• EXERCISE: Where in the data does the word "RightParen" appear? Find those lines and copy them.
*** Opening SOURCE DATA ***
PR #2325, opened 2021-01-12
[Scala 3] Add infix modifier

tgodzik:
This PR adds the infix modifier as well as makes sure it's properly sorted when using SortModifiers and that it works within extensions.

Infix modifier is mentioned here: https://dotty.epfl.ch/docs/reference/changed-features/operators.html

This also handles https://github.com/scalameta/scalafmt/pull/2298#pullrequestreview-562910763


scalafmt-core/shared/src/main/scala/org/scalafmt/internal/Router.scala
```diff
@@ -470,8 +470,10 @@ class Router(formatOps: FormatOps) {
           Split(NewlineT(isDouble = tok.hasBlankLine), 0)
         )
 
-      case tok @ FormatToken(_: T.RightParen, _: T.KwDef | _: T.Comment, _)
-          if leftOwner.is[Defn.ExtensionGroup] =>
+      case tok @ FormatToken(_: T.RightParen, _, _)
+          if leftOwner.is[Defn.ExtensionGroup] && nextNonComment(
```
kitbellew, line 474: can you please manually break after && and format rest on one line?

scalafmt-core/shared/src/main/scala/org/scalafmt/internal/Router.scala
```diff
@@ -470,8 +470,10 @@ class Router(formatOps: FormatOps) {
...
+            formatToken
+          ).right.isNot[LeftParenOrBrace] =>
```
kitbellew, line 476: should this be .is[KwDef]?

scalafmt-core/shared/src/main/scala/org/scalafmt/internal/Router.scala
*** Closing SOURCE DATA ***
*** Opening SOURCE DATA ***
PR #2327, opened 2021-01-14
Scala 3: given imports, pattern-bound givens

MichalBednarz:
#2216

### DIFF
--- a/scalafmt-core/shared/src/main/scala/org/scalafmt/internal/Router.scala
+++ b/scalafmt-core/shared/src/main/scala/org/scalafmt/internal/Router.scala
*** Closing SOURCE DATA ***
*** Opening SOURCE DATA ***
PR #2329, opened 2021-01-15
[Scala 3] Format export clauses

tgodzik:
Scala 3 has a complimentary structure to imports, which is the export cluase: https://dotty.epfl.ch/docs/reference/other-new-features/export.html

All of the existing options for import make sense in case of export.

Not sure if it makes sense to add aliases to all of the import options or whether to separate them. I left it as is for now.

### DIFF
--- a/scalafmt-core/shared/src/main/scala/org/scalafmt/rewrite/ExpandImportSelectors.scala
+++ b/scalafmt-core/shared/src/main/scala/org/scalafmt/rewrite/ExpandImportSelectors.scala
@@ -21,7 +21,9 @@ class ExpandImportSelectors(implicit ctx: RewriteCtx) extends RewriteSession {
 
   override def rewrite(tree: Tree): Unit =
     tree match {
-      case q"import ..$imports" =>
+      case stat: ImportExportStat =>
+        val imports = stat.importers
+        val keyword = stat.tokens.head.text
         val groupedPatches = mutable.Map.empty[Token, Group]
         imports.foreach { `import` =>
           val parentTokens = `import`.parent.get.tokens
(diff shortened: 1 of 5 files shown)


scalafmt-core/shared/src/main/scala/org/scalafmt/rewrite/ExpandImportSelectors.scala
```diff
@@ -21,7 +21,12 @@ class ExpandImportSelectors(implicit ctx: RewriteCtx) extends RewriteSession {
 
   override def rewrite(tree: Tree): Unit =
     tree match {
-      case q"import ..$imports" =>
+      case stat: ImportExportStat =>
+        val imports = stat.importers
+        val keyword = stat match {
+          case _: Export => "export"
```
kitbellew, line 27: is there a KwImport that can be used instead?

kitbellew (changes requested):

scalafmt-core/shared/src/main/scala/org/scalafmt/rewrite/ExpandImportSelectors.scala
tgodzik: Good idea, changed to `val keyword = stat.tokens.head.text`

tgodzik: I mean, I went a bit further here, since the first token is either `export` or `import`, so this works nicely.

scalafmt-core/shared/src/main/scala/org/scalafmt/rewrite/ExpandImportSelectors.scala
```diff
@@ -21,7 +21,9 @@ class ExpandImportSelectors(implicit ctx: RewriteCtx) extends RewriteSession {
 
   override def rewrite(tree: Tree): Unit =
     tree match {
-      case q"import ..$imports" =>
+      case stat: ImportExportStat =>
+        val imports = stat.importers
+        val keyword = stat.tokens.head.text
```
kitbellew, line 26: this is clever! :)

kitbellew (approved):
*** Closing SOURCE DATA ***
• RESPONSE AREA:
-      case tok @ FormatToken(_: T.RightParen, _: T.KwDef | _: T.Comment, _)
+      case tok @ FormatToken(_: T.RightParen, _, _)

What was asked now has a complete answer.